(Collected data entries)
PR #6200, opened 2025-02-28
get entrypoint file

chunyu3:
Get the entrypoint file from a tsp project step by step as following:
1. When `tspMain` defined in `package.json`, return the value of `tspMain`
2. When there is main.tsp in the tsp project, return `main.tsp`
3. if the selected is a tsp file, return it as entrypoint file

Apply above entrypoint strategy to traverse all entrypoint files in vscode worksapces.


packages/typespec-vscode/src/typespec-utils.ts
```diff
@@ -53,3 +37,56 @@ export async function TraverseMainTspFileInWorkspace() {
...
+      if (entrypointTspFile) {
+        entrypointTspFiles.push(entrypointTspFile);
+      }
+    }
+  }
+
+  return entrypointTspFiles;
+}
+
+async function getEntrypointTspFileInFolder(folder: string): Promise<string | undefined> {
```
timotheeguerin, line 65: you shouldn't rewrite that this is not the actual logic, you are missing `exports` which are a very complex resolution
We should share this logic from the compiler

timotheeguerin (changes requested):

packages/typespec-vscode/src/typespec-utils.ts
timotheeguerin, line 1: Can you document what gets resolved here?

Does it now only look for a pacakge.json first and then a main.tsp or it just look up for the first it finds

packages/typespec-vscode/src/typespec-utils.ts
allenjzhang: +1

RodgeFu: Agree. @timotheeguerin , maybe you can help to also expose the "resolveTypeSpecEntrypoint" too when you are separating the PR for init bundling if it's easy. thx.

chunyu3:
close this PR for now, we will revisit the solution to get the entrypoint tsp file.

**PROBLEM TO SOLVE:**
Transcribe, word for word, every line from the one containing "timotheeguerin, line 65: you" through the final line of the entries, and nothing else.

**RESULT OF THE TASK:**
timotheeguerin, line 65: you shouldn't rewrite that this is not the actual logic, you are missing `exports` which are a very complex resolution
We should share this logic from the compiler

timotheeguerin (changes requested):

packages/typespec-vscode/src/typespec-utils.ts
timotheeguerin, line 1: Can you document what gets resolved here?

Does it now only look for a pacakge.json first and then a main.tsp or it just look up for the first it finds

packages/typespec-vscode/src/typespec-utils.ts
allenjzhang: +1

RodgeFu: Agree. @timotheeguerin , maybe you can help to also expose the "resolveTypeSpecEntrypoint" too when you are separating the PR for init bundling if it's easy. thx.

chunyu3:
close this PR for now, we will revisit the solution to get the entrypoint tsp file.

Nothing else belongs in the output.